The best light source for your microscope is going to largely depend on two primary factors: the microscope you’re using and the reason you’re using it. To fully understand why a particular light source is best, you need to understand the way that each light source works. Knowing how other scientists use each source in their microscopy applications can also be critical.
The four most common microscope light sources include Arc Lamps, LEDs, Incandescent (Tungsten) Lamps, and Halogen Lamps.
Arc Lamps produce an electric arc (also called a voltaic arc) between two electrodes. They’re used in fluorescence microscopes, usually relying on either mercury or xenon ions to produce a high-intensity white light, similar to lightning. Many things can cause these plasma-based light sources to become unstable, causing the light itself to flutter or flare. However, if you handle them properly and use a reliable power source, arc lamps are more than capable of producing the results you’re looking for. When you use an Arc Lamp, keep in mind that its quality will visibly deteriorate over time and that it can be influenced by unstable power sources and nearby electric fields, among other things.
As we mentioned before, Arc Lamps are used in fluorescence microscopes. Fluorescence microscopes are used to study both organic and inorganic materials, especially if those materials are so complex that they can’t be thoroughly studied under a conventional, transmitted-light microscope. You’ll typically find fluorescence microscopes in scientific laboratories, so if you work in a setting where fluorescence microscopy is applicable, an Arc Lamp light source might be the right choice for you.
Light-emitting diodes (LEDs) are another commonly used light source in fluorescence microscopes, particularly in widefield fluorescence microscopy applications. LEDs require little power to operate, known for their ability to turn energy into light without generating much heat.; in fact, the wavelength of light that these bulbs emit is so narrow that it can run for days at a time without producing anything hot enough to burn the microscope user. Additionally, LED bulbs have long lives, lasting more than 40,000 hours! Does it all seem too good to be true? Unfortunately, nothing is perfect and there are some potential pitfalls to using LEDs for fluorescence microscopy. First, even though the bulbs are long-lasting, they’re often built into the microscope in such a way that they’re a little inconvenient to replace. Second, the color of the emitted light can sometimes interfere with the appearance of certain samples.

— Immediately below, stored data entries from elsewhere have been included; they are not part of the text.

Issue #3581, opened 2024-07-22
FAST vocabulary type ahead lookup in H2 should work


amyehodge:
Currently this box in H2 behaves as a free text entry box. No type ahead search results appear when you type in the box.

`App 176307 output: W, [2024-07-22T09:40:55.455746 #176307]  WARN -- : [f24fa9fe-2590-42b5-ae17-5047e08d6a50] Autocomplete results for river returned 404`

edsu:
It might be helpful to see if this service is now available at a supported REST endpoint:

https://www.oclc.org/developer/api/oclc-apis/fast-api/assign-fast.en.html

edsu:
It seems like [OCLC's FAST user interface](http://fast.oclc.org/searchfast/) is now sending Solr requests like this:

http://fast.oclc.org/cgi-bin/perlProxy.pl?http://authfastdb-m1.prod.oclc.org/fastapps-db/fastIndex/select?q=keywords:(village)&rows=10&start=0&version=2.2&indent=on&fl=id,fullphrase,type,usage,status&sort=usage%20desc

amyehodge:
From OCLC FAST Team:

I believe our service is working okay but perhaps you are using an  ‘experimental.worldcat.org’ url? We recently discontinued that avenue in favor of [https://fast.oclc.org/searchfast/fastsuggest?&query=stuff](https://urldefense.com/v3/__https://fast.oclc.org/searchfast/fastsuggest?&query=stuff__;!!G92We9drHetJ8EofZw!dfbq6lpQY0mgwvf9UyvKiFYXXYiHe0BMN1gvFAyAFA7obTwr6Kun1S5--J2wmweJLIrFu5TLa0n4gCIC_2WR$). It should function the same, but if you run into any difficulties, please let us know.
 
Hope this helps,
Russell
 
 
-- 
Russell Schelby
OCLC, Technical Manager, Authorities
[schelbyr@oclc.org](mailto:schelbyr@oclc.org)

justinlittman:
@amyehodge We are using http://fast.oclc.org/fastIndex/select

justinlittman:
https://fast.oclc.org/searchfast/fastsuggest?&query=stuff doesn't help because it doesn't include any identifiers.

amyehodge:
@justinlittman I've sent another message to the FAST team about this.

edsu:
[...]

PR #3593, opened 2024-08-07
Alert Honeybadger when OCLC FAST API service returns errors

mjgiarlo:
Connects to #3581

# Why was this change made?

So we know when the keywords typeahead API goes down or is decommissioned.

# How was this change tested?

CI

### DIFF
--- a/app/controllers/fast_controller.rb
+++ b/app/controllers/fast_controller.rb
@@ -48,9 +48,10 @@ class FastController < ApplicationController
       req.params['sort'] = 'usage desc'
     end
 
-    return Failure("Autocomplete results for #{query} returned #{resp.status}") unless resp.success?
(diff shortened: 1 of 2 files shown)


justinlittman:
@mjgiarlo Has our FAST integration been fixed or is this going to immediately start reporting HB alerts?

mjgiarlo:
> @mjgiarlo Has our FAST integration been fixed or is this going to immediately start reporting HB alerts?

That's a separate PR that I'm hoping to get merged today or tomorrow. We're already over our limit of alerts for the month. I expect some new ones will come in, but probably not enough to be concerned about? And it'll be good to verify the alerts look right and have useful context.

edsu (approved):

PR #3599, opened 2024-08-08
Don't show dash when no version description

lwrubel:
# Why was this change made? 🤔

A version 1 user version may not have a version description. Instead of showing a dash next to empty space, hide the dash. (I know this wasn't ticketed, @amyehodge, but it's been bugging me while we've been working on versions and is easy to fix.) 

Before:

Screenshot 2024-08-08 at 12 38 57 PM

After:

Screenshot 2024-08-08 at 12 45 11 PM

If a work version and description created later:

Screenshot 2024-08-08 at 12 58 14 PM

### DIFF
--- a/app/components/works/detail_component.rb
+++ b/app/components/works/detail_component.rb
@@ -21,7 +21,9 @@ module Works
     def version
       return '1 - initial version' if first_draft?
 
-      "#{version_number} - #{version_description}"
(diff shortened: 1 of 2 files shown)


lwrubel:
I'll add a test to this to improve coverage.

mjgiarlo (approved):

PR #3603, opened 2024-08-15
work edit, file upload via browser: allow a user to re-add a file of the same name as one that was removed from the list

### LINKED ISSUE #3602: Users should be able to delete and then reupload a file with the same name without saving as draft
We seemed to have addressed this issue previously, but it's now not working again. See #1579. This may have also been impacted by later work on #2798.

What I'm seeing currently is the following: (testing on https://sdr.stanford.edu/works/5999)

If you understand this or, even better, know how to mitigate these risks, and if you’re looking for a light source that saves both power and energy, a LED bulb might be for you, even if you have no interest in fluorescence microscopy. After all, nearly all microscopes function well with a LED light source, including compound microscopes, stereo microscopes, and digital microscopes! LEDs are versatile in their applications, so it’s definitely worth exploring no matter what microscope you have or how you plan to use it.
Incandescent (Tungsten) Lamp
Incandescent Lamps are also called tungsten lamps because their wire filaments are made from tungsten metal. Incandescent microscope bulbs are similar to household bulbs in that they’re made of glass, a chemically inactive gas, and a conducting wire that turns a DC current into light. Tungsten bulbs provide a reliable source of illumination, which is one of the main reasons why incandescent lamps are the most common light source found in microscopes. Another reason is that they are relatively inexpensive and easy to find, available in a variety of shapes and sizes.

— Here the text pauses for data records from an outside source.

PR #3613, opened 2024-09-12
File uploads should be disabled until version selection made

### LINKED ISSUE #3612: Modify versioning workflow to prevent issue where users think they've changed files but they haven't
Currently, if a user modifies the files on a deposit and after that selects "no" on the versioning question, they may not realize that their file changes are not being saved.

To prevent this, we have decided on the following modification to the versioning workflow:

1. The file upload/modification section of the form should be grayed out by default. 
2. If the user chooses the "yes" option for the versioning question, the file upload/modification section should be activated.

lwrubel:
# Why was this change made? 🤔
Resolves #3612 to keep files upload section disabled until user makes a version selection. 

Unit and PO. 

### DIFF
--- a/app/javascript/controllers/new_user_version_controller.js
+++ b/app/javascript/controllers/new_user_version_controller.js
@@ -6,6 +6,11 @@ export default class extends Controller {
   connect () {
     if (!this.hasUserVersionYesTarget || !this.hasUserVersionNoTarget) return
 
+    // when first loading page, neither version radio is selected
+    if (this.userVersionYesTarget.checked === false && this.userVersionNoTarget.checked === false) {
+      this.fileUploadsFieldsetTarget.disabled = true
+      this.fileSectionTarget.style.opacity = 0.5
+    }
     if (this.userVersionYesTarget.checked === true) {
       this.versionDescriptionNoTarget.disabled = true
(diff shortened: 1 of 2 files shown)


app/javascript/controllers/new_user_version_controller.js
```diff
@@ -6,6 +6,11 @@ export default class extends Controller {
   connect () {
     if (!this.hasUserVersionYesTarget || !this.hasUserVersionNoTarget) return
 
+    // when first loading page, neither version radio is selected
+    if (this.userVersionYesTarget.checked === false && this.userVersionNoTarget.checked === false) {
+      this.fileUploadsFieldsetTarget.disabled = true
+      this.fileSectionTarget.style.opacity = 0.5
```
justinlittman, line 12: You should just be able to add the `opacity-50` class. See https://getbootstrap.com/docs/5.3/utilities/opacity

justinlittman (approved):
Approve pending consideration of comments.

app/javascript/controllers/new_user_version_controller.js
lwrubel: Cool, thanks for pointing out that's available.

PR #3652, opened 2024-12-16
Enable new cops and a address a new cop complaint

aaron-collier:
# Why was this change made? 🤔

Another small bit of housekeeping.

### DIFF
--- a/app/services/cocina_generator/structural/generator.rb
+++ b/app/services/cocina_generator/structural/generator.rb
@@ -54,7 +54,8 @@ module CocinaGenerator
       # rubocop:disable Metrics/AbcSize
       def build_fileset(attached_file:, fileset: nil)
         # h2 only has one file per fileset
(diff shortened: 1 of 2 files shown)


app/services/cocina_generator/structural/generator.rb
```diff
@@ -54,7 +54,8 @@ def get_preserved_file(filename)
       # rubocop:disable Metrics/AbcSize
       def build_fileset(attached_file:, fileset: nil)
         # h2 only has one file per fileset
-        cocina_file = fileset&.structural&.contains&.first
+        structural = fileset&.structural
+        cocina_file = structural&.contains&.first
```
aaron-collier, line 58: This is to address the new `Style/SafeNavigationChainLength` cop without just doing a disable on the line. If we'd prefer the disable, I'm happy to take that approach as well.

justinlittman (approved):

PR #3674, opened 2025-02-10
Update dependencies

sul-devops-team:


.circleci/config.yml
```diff
@@ -1,37 +1,25 @@
 ---
 version: 2.1
 orbs:
-  ruby-rails: sul-dlss/ruby-rails@4.4.0
-  browser-tools: circleci/browser-tools@1.5.0
-  node: circleci/node@7.0.0
```
mjgiarlo, line 6: Now we use the cypress orb instead of the node orb to handle JS dependencies for the Cypress job.

.circleci/config.yml
```diff
@@ -1,37 +1,25 @@
...
-      - run:
-          name: Install javascript dependencies and build assets
-          command: bin/rake test:prepare
-      - run:
-          command: dockerize -wait tcp://localhost:5432 -timeout 1m
-          name: Wait for DB
-      - run:
-          command: bundle exec bin/cypress run
-          name: Test
+          package-manager: yarn
```
mjgiarlo, line 15: We were like 20 versions behind in Firefox. Bumping to the latest Firefox and Cypress versions led me down a bit of an orb rabbithole, but what we have now is terser, uses the orbs to a greater extent, and is hopefully more readable.

peetucket (approved):

PR #3690, opened 2025-03-20
add rake task to produce csv report on work types/subtypes

### LINKED ISSUE #3689: Report on work types and subtypes in H2
I'd like to look at which work subtypes are used most often with the text, data, image, sound, video, and software/code work types in H2. I'm not interested in the mixed materials, music, or other work types, but it's fine if they are included by default.

The goal being to see if we are presenting the most likely to be used ones in the short lists (a tester commented on not seeing something they expected to see in the short list). I can do some analysis on my end if I can get my hands on the data in some format. From H2 I can get this info from item reports, but have to run one report per collection and then compile all the data. This is not urgent.

peetucket:
# Why was this change made? 🤔

Fixes #3689 - create a csv file with work types/subtypes

Rails console on the server

### DIFF
--- a/Gemfile.lock
+++ b/Gemfile.lock
@@ -97,7 +97,6 @@ GEM
     base64 (0.2.0)
     bcrypt (3.1.20)
     bcrypt_pbkdf (1.1.1)
-    bcrypt_pbkdf (1.1.1-arm64-darwin)
     benchmark (0.4.0)
     better_html (2.1.1)
       actionview (>= 6.0)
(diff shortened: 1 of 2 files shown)


mjgiarlo (approved):
LGTM, though we might not want the CSV committed in GitHub. Might it suffice to generate and share with the PO instead?

peetucket:
> LGTM, though we might not want the CSV committed in GitHub. Might it suffice to generate and share with the PO instead?

oops. yes will delete and export to tmp folder instead so it will be .gitignored

peetucket:
Will wait to merge after Amy confirms that has what she needs.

Because incandescent bulbs are the most common bulb used in microscopy, most optical microscopes are built to accommodate them. One of the downfalls of tungsten lamps is that they can reach very high temperatures, sometimes causing serious burns if they aren’t handled with care. Tungsten bulbs are most commonly found in compound microscopes, which can be used for a wide variety of applications, ranging from medical surgery to the study of rocks and minerals. Unless you’re using your microscope for a highly advanced purpose, an incandescent lamp can serve you just fine!
Technically speaking, a Halogen Lamp is a subcategory of incandescent bulbs. One trait that sets it apart is the layer of quartz it uses to protect the glass from becoming too hot; another is the bromine gas surrounding the tungsten filament. Bromine absorbs the tungsten metal as it evaporates over time, which then allows the bulb to operate at a lower amount of power and last a longer time than regular incandescent bulbs. However, both incandescent and halogen lamps can be modified with dimming switches to control the amount of illumination they provide.

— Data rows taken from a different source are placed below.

PR #3707, opened 2025-04-23
Improve caching of SUNet ID lookups

### LINKED ISSUE #3706: Collection managers should be able to add users via SUNet ID
SUNet IDs are not being found in all cases, even though we are fairly confidant these are valid SUNet IDs.

All of these are currently students enrolled at Stanford. For pbaker03, I've checked StanfordWho and this is listed as the SUNet ID there. This is where I would normally look up a SUNet -- this field should always be the real ID and not an alias.

Image

This is the list of IDs that the user said aren't working:
pbaker03
cbranche
dgiang25
tenzing
jaeahkim
oledbury
jamachin
zdo
maxcshen
lrn25
mxu37
sidraxu
lyilmaz
ariarias
marslani
vcarde
mayahg64
jlhamad
irehkim
tayne
dloth
audreynh
troper01
yjx717
ahzhang

This is the list of SUNet IDs the user was able to add:
apadam
mberlaga
kdong73
iainjung
leeallie
sshah21
etok
cwenardy
dbhatt1
bbroido
jastonm
soyeon25

mjgiarlo:
# Why was this change made?

Fixes #3706

This commit modifies how `AccountService` responses are cached:

1. When hitting the accountws API, retry a small number (5) of times in rapid succession to increase the chances a user has of getting a valid entry back quickly. Why? The accountws API is flaky, returning 500 error responses frequently.
2. When we get a 500 error currently, H2 is mistakenly caching the empty response, so legit users are showing up as missing when we consult the cache. With retries in place, now we writing nothing to the cache when none succeed.

# How was this change tested?

- [x] CI
- [x] qa/stage

### DIFF
--- a/app/services/account_service.rb
+++ b/app/services/account_service.rb
@@ -2,6 +2,8 @@
 
 # Retrieve names from the account API run by UIT
 class AccountService
+  class AccountServiceHiccough < StandardError; end
+
   def initialize
     pem_file = File.read(Settings.accountws.pem_file)
     @key = OpenSSL::PKey.read pem_file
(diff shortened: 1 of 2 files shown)


app/services/account_service.rb
```diff
@@ -2,18 +2,42 @@
...
+      begin
+        tries ||= 1
+        response = connection.get(url).body
+        # Raise and retry if the response is an HTTP 500.
+        #
+        # If, on the other hand, a bogus sunetid is provided, the `status` of the response will be 404, and then we:
+        #
+        # 1. Do *not* want to retry; but
+        # 2. *Do* want to cache the empty document
+        raise AccountServiceHiccough if response['status'] == 500
```
peetucket, line 29: small niggle about how `response` is the body of the response (maybe `response_body` is clearer?)  - this also count on the putting the status in the body of the response as opposed to checking the actual http response code itself (presuming they are doing the correct thing and actually returning a 500 code when there is an error)

mjgiarlo: @peetucket Good call. I renamed the variable to `response_body`. They do include the HTTP status in the body for both 404 and 500 errors, at least.

peetucket (approved):

PR #3743, opened 2025-05-23
Supports setting document object type.

### LINKED ISSUE #3737: Map to document object type
H3 supports mapping to the document object type when the work contains certain contents so that the document viewer is used on the PURL page. This is not currently supported in H2; for some works the object type has been changed in Argo.

In order to re-deposit works from H2 so that they can be imported into H3, H2 should also support mapping to the document object type.

See H3 for the rules under which a work should have the document object type.

This should allow removing the following normalization code:
```
def normalize_document
    # H2 doesn't set the object type to document for PDFs; H3 does.
    return unless document?

    cocina_attrs[:type] = Cocina::Models::ObjectType.document
    Array(cocina_attrs.dig(:structural, :contains)).each do |file_set_attrs|
      # file_set_attrs[:version] = cocina_object.version

      # Assuming one file per fileset.
      file_attrs = file_set_attrs.dig(:structural, :contains, 0)
      file_set_attrs[:type] = Cocina::Models::FileSetType.document if document_file?(file_attrs)
    end
  end

  def document_file?(file_attrs)
    file_attrs[:hasMimeType] == 'application/pdf' && file_attrs.dig(:administrative, :publish) == true
  end
```

justinlittman:
closes #3737

# Why was this change made? 🤔
To make H3 migration easier.


justinlittman:
Note that this is behind a feature flag.

mjgiarlo (approved):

Because halogen bulbs typically last longer than their traditional incandescent counterparts, they tend to cost more. Halogen lamps are just as versatile and useful as normal incandescent lamps, but if you’d like a tungsten bulb that costs more upfront but saves money in the long term, we recommend using a halogen lamp.
As we said before, with so many options available, the illumination source you need depends mostly on the microscope you’re using and your desired application. Carefully weigh your options from a practical, technical, and financial standpoint and choose the light source that best serves you and your microscopy application.